Rating:  Summary: Exquisite, Painful Writing Review: So much better than other 'madhouse' books - knocks The Bell Jar into a distant corner, Janet Frame is one of the most poignant and moving of writers. She was so injured by life but is able to achieve an extraordinary almost clinical separation in her literary creations when writing of things that should have been too great to bear. I have to be feeling very strong to take her in. An Angel at My Table brought her to the fore for a while, but she has never really occupied the place she deserves in the front of people's minds. Time for a big rediscovery I'd say. But when you look at the sales ranking her titles gain, the probability is slim. Shame. Come on literary public, give her a go - come on her publishers push those books back onto the shelves.

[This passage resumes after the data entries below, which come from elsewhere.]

PR #15, opened 2024-05-20
add log_softmax && outer

FatJhon:
add ops of log_softmax，outer，detail functions are as follows：

log_softmax(tensor, dim, dtype)  :bfloat16 is not supported
outer(tensor,tensor)

### DIFF
--- a/src/flag_gems/ops/__init__.py
+++ b/src/flag_gems/ops/__init__.py
@@ -94,6 +94,5 @@ __all__ = [
     "var_mean",
     "vector_norm",
     "log_softmax",
-    "outer"
-    
+    "outer",
 ]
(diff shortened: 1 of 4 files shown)


src/flag_gems/outer.py
```diff
@@ -0,0 +1,49 @@
...
+        if __debug__:
+            print("GEMS OUTER VJP")
+        assert out_grad.ndim == 2, "invalide out_grad shape"
+        out_grad_trans = torch.transpose(out_grad, 0, 1)
+        inp, weight = ctx.saved_tensors
+
+        inp_shape = inp.shape
+        weight = weight[None, :]
+        weight = weight.contiguous()
+        inp_grad_mid = mm(weight, out_grad_trans)
```
iclementine: Using `mm(out_grad, weight[:, None])` is more efficient here because a transposition of out_grad(a matrix) is not needed.

FatJhon: thanks for your optimization suggestions，done

PR #23, opened 2024-05-21
Memory efficient dropout

tongxin:
The Philox RNG algorithm is solely determined by its input state, a 4 int32 tuple (c0, c1, c2, c3). Pytorch uses c0 for seed, c1 for thread counter, and c2 for intra-thead counter (aka offset), whereas in Triton c0 used for seed, and c1 used for offset. The crucial issue is Triton RNG using int32 offsets lacks randomness. This may have negative impact on large model trainings. Triton does allow an int64 offset, but then it won't split it up in two int32 counters in the algorithm. This discrepancy makes it hard for us to align the dropout implementation with Pytorch.

### DIFF
--- a/src/flag_gems/utils/random_utils.py
+++ b/src/flag_gems/utils/random_utils.py
@@ -1,0 +1,15 @@
+import torch
+
+# This function returns the current state of the default Philox RNG in seed and offset and
+# updates the next offset by adding `increment`.
+def philox_cuda_seed_offset(increment, device=None):
+    device = device or torch.cuda.current_device()
+    gen = torch.cuda.default_generators[device]
+    state_copy = gen.get_state()
+    c0, c1, c2, _ = state_copy.view(torch.int32)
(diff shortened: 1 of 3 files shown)


src/flag_gems/utils/random_utils.py
```diff
@@ -0,0 +1,15 @@
+import torch
+
+# This function returns the current state of the default Philox RNG in seed and offset and
+# updates the next offset by adding `increment`.
+def philox_cuda_seed_offset(increment, device=None):
+    device = device or torch.cuda.current_device()
+    gen = torch.cuda.default_generators[device]
+    state_copy = gen.get_state()
+    c0, c1, c2, _ = state_copy.view(torch.int32)
```
iclementine, line 9: is `c1` not used here?
It looks like only `c1, c2, c3` is used as counter and `c0` used as key, but only c2 is updated.

PR #26, opened 2024-05-22
[Operators] discard tl.make_block_ptr

StrongSpoon:
Function 'tl.make_block_ptr' is not supported by triton 2.0.0 and not stable in triton 2.2.0. This may bring compilation fault for migration of other hardware and cause accuracy error of operators. This pull request discards all tl.make_block_ptr, using common pointers instead.
Moreover, clamp which accepts Tensor as input is supported by codegen.

### DIFF
--- a/src/flag_gems/ops/groupnorm.py
+++ b/src/flag_gems/ops/groupnorm.py
@@ -43,10 +43,10 @@ def group_norm_kernel(
     Y_ptr = Y + xy_offset
 
     X_val = tl.load(X_ptr, mask=xy_mask, other=0.0).to(tl.float32)
-    mean = tl.sum(X_val / num_elements)
+    mean = tl.sum(X_val) / num_elements
     x = tl.where(xy_mask, X_val - mean, 0.0)
 
-    var = tl.sum(x * x / num_elements)
+    var = tl.sum(x * x) / num_elements
     rstd = tl.math.rsqrt(var + eps)
     x_hat = x * rstd
 
@@ -109,7 +109,7 @@ def group_norm_backward_kernel(
     grad_var = grad_std * -(0.5 * rstd * rstd * rstd) / (HW * group_size)
     grad_distance = 2 * x * grad_var
     grad_centered_mean = dx_hat * rstd + grad_distance
-    grad_mean = -tl.sum(grad_centered_mean / num_elements)
+    grad_mean = -tl.sum(grad_centered_mean) / num_elements
     grad_X = grad_centered_mean + grad_mean
     tl.store(dX_ptr, grad_X, mask=xy_mask)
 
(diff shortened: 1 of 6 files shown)


src/flag_gems/ops/clamp.py
```diff
@@ -0,0 +1,35 @@
+import triton
+import triton.language as tl
+import logging
+from ..utils import pointwise_dynamic
+
+
+@pointwise_dynamic
+@triton.jit
+def clamp_func(x, mini, maxi):
+    return tl.minimum(maxi, tl.maximum(mini, x.to(tl.float32)))
```
tongxin, line 10: do we need to cast result dtype?

src/flag_gems/ops/groupnorm.py
```diff
@@ -23,95 +23,40 @@ def group_norm_kernel(
...
+    xy_mask = wb_offset[:, None] < C and hw_offset[None, :] < HW
+
+    Mean_ptr = Mean + pid
+    Rstd_ptr = Rstd + pid
+
+    X_ptr = X + xy_offset
+    Y_ptr = Y + xy_offset
+
+    X_val = tl.load(X_ptr, mask=xy_mask, other=0.0).to(tl.float32)
+    mean = tl.sum(X_val / num_elements)
```
tongxin: if num_elements is scalar, how about moving the divide out of tl.sum?

src/flag_gems/ops/groupnorm.py
```diff
@@ -131,85 +76,42 @@ def group_norm_backward_kernel(
...
+    Rstd_ptr = Rstd + pid
+    X_ptr = X + xy_offset
+    dY_ptr = grad_y + xy_offset
+    dX_ptr = grad_x + xy_offset
+
+    rstd = tl.load(Rstd_ptr)
+    mean = tl.load(Mean_ptr)
+    dY_val = tl.load(dY_ptr, mask=xy_mask, other=0.0)
+    X_val = tl.load(X_ptr, mask=xy_mask, other=0.0)
+    weight = tl.load(W_ptr, mask=wb_mask, other=0.0)[:, None]
```
tongxin: somehow I suspect we may need upcasting here.

src/flag_gems/ops/clamp.py
StrongSpoon: no. tl.store will cast automatically, but sometimes.

src/flag_gems/ops/groupnorm.py
StrongSpoon: I'm concerned that sum may overflow.

src/flag_gems/ops/groupnorm.py
StrongSpoon: done

src/flag_gems/ops/clamp.py
tongxin: That's fine.

src/flag_gems/ops/groupnorm.py
tongxin: Yeah that's an issue but normally fine for sum.

StrongSpoon: done

PR #27, opened 2024-05-22
Dropout using Philox cuda state

tongxin:
This PR is a dropout implementation using the default philoxcudastate as the source of inputs to Triton RNG. 
It differs from Pytorch native dropout in two ways:
- offset is set to nelems rounded up to 4's multiples.
- seed and offset are downcast to uint32 in the kernel for not all vendors support long long in their devices.
Performance was not carefully tuned yet.


src/flag_gems/ops/dropout.py
```diff
@@ -129,24 +94,26 @@ def forward(ctx, x, p, train):
...
-        Mask = torch.empty(x.shape, dtype=torch.bool, device=x.device)
         N = x.numel()
         grid_fn = lambda meta: (triton.cdiv(N, meta["N_BLOCK_SIZE"]),)
-        dropout_forward_kernel[grid_fn](x, O, Mask, N, p)
-        ctx.save_for_backward(Mask)
+        # (TODO) Using Triton autotuner makes kernel parameters opaque to the caller,
+        # hence we cannot obtain the per thread offset as in Pytorch.
+        increment = N
+        philox_seed, philox_offset = philox_cuda_seed_offset(increment)
+        dropout_forward_kernel[grid_fn](x, O, N, p, philox_seed, philox_offset)
```
iclementine, line 103: Should offset be increased after the kernel call?
Or is there some convention for this?

tongxin: It follows aten's convention, specifically CUDAGenerator's philox_cuda_state utility function. 

https://github.com/pytorch/pytorch/blob/f0366de4140c1b0a03a6b8f4f6da0ad585b23bcf/aten/src/ATen/cuda/CUDAGeneratorImpl.cpp#L452

tongxin: We certainly can separate this function in two steps, but in this case, the offset increment can be determined upfront so we spare a separate update.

Rating:  Summary: A Beautifully Stylised View of a Family Review: This novel follows a linear time scale of the growth in a family's generation with occasional shifts backward or forward to comment on the present. It focuses on the intense emotions of its characters through a detailed focus on objects and the character's speech. There are eloquent descriptions of clothing, the setting of their hometown and even the rubbish in the junkyard the children play in. The most striking part of the book is the long sections narrated from the third person singular perspective of Daphne who spends a good part of her life in a mental institution. These sections are highly poetic and suggest the other language with which people who are mentally think by seeing the world not as reality but as a clutter of subconscious and symbolic images. This, in contrast with the long diary entries of Daphne's sister Teresa (Chicks) who lives in a conventional domestic style maps the different patterns by which people think and reminds you that the world can be perceived in a multitude of different ways. Through poignant metaphorical descriptions and sharp dialogue she conveys what is missing in human relations, especially between family members. There is a delicately portrayed need for genuine respect of the individuality of the children apart from the fixed images acquired in childhood. People change; identity is fluid. When an image of them is maintained or they are held up to an ideal (like the Bessicks who turn out not to be so ideal) then a connection is lost and the individual is left isolated. They become a stranger. This is emphasised in the epilogue where a socially prominent couple discuss articles in a newspaper who they know nothing about but are characters we have become intimately involved with over the course of the novel. It is a beautiful, intimate and heartbreaking portrayal of a family.